PR #4106, opened 2024-03-13
Enable selective package upgrades

cakekoa:
# What does this PR do?

Updates the Island and Agent pipfiles to use markers instead of setting sys_platform directly. This enables selective package upgrades `pipenv upgrade <package>` on more recent versions of pipenv.

## PR Checklist

## Testing Checklist

* [ ] Do all unit tests pass?

### DIFF
--- a/monkey/infection_monkey/Pipfile
+++ b/monkey/infection_monkey/Pipfile
@@ -12,9 +12,9 @@ psutil = ">=5.7.0"
 requests = ">=2.24"
 urllib3 = "==1.26.5"
 "WinSys-3.x" = "*"
-pywin32-ctypes = {version = "*", sys_platform = "== 'win32'"} # Pyinstaller requirement on windows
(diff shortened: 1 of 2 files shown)


monkey/infection_monkey/Pipfile
```diff
@@ -26,7 +26,7 @@ email-validator = "*"
 monkey-types = "*"
 monkeyevents = "*"
 monkeytoolbox = "*"
-monkey-agentpluginapi = "==0.4.0"
+monkey-agentpluginapi = "*"
```
mssalvatore, line 29: The agent reqiures at least v0.4.0 of monkey-agentpluginapi in order to function properly. Using "*" could allow lower versions to be installed, resulting in malfunctions. Instead, I think we should set this to ">=0.5.0"

mssalvatore (changes requested):

monkey/infection_monkey/Pipfile
cakekoa: I'll drop this line as it wasn't intended to be part of the commit

mssalvatore (approved):

PR #4107, opened 2024-03-14
3916 install all plugins button

VakarisZ:
# What does this PR do?

## PR Checklist

## Testing Checklist

* [ ] Do all unit tests pass?


ilija-lazoroski (approved):

cakekoa (commented):
I didn't get to test the viability of this, but I wonder if we could create a "query" to get the installable plugins (available - installed). If we could do that, then we could probably remove the `InstalledPluginFilter` entirely and also simplify the code in `InstallAllSafePluginsButton` as well. Something like this:
```js
const selectAvailablePlugins =
    agentPluginEndpoints.endpoints.getAvailablePlugins.select();

const selectInstalledPlugins =
    agentPluginEndpoints.endpoints.getInstalledPlugins.select();

export const selectInstallablePlugins = createSelector(
    [selectAvailablePlugins, selectInstalledPlugins],
    (availablePlugins, installedPlugins) => {
        const isLoading =
            availablePlugins.isLoading || installedPlugins.isLoading;
        const isError = availablePlugins.isError || installedPlugins.isError;
        const isSuccess =
            availablePlugins.isSuccess && installedPlugins.isSuccess;
        const data = isSuccess
            ? availablePlugins.data?.filter(
                  (plugin) =>
                      !installedPlugins.data?.some((p) => p.id == plugin.id)
              )
            : null;
        return {
            isLoading: isLoading,
            isError: isError,
            isSuccess: isSuccess,
            data: data
        };
    }
);
```

VakarisZ:
I think we can do it. The reason why I didn't was because it's a filter. So, for example, if we want to add a toggle "show already installed" in available plugins table we can. If we make it a query we wouldn't be able to do that.

Issue #4187, opened 2024-06-10
Handle limited payload size


VakarisZ:
**Is your feature request related to a problem? Please describe.**
Some exploits have a limited payload size. Right now our payloads are long, they contain OTP's, binary download ID's, etc.

**Describe the solution you'd like**
Add infrastructure or shorten the payloads to be able to use exploits with limited size payload. The current goal is that the payload wouldn't exceed **64 characters** (tied to https://www.exploit-db.com/exploits/47984)

**Describe alternatives you've considered**

PR #4188, opened 2024-06-10
Island: Add a small throttle to shorten the OTP

VakarisZ:
# What does this PR do?

Part of  #4187 

## Calculations

7 chars (alphanumeric + 3 special characters) gives total of 4,764,996,883,946 combinations (based on [this](https://www.omnicalculator.com/statistics/password-combination)
The current throttle is 0.001, so the result is that you're able to check 120 000 passwords per 2 minutes. 
This means that you chance of guessing the OTP is 1 in 39,708,307. In practice it's much higher if you account for network latency. I think this is sufficient security for a problem whose real solution is NAC.

## PR Checklist


ilija-lazoroski (approved):

mssalvatore (changes requested):
Any reason not to squash these two commits together?

mssalvatore (approved):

WHAT YOU ARE ASKED TO DO:
Copy each line above that contains the string "package".

OUTPUT FOR THIS EXERCISE:
Enable selective package upgrades
Updates the Island and Agent pipfiles to use markers instead of setting sys_platform directly. This enables selective package upgrades `pipenv upgrade <package>` on more recent versions of pipenv.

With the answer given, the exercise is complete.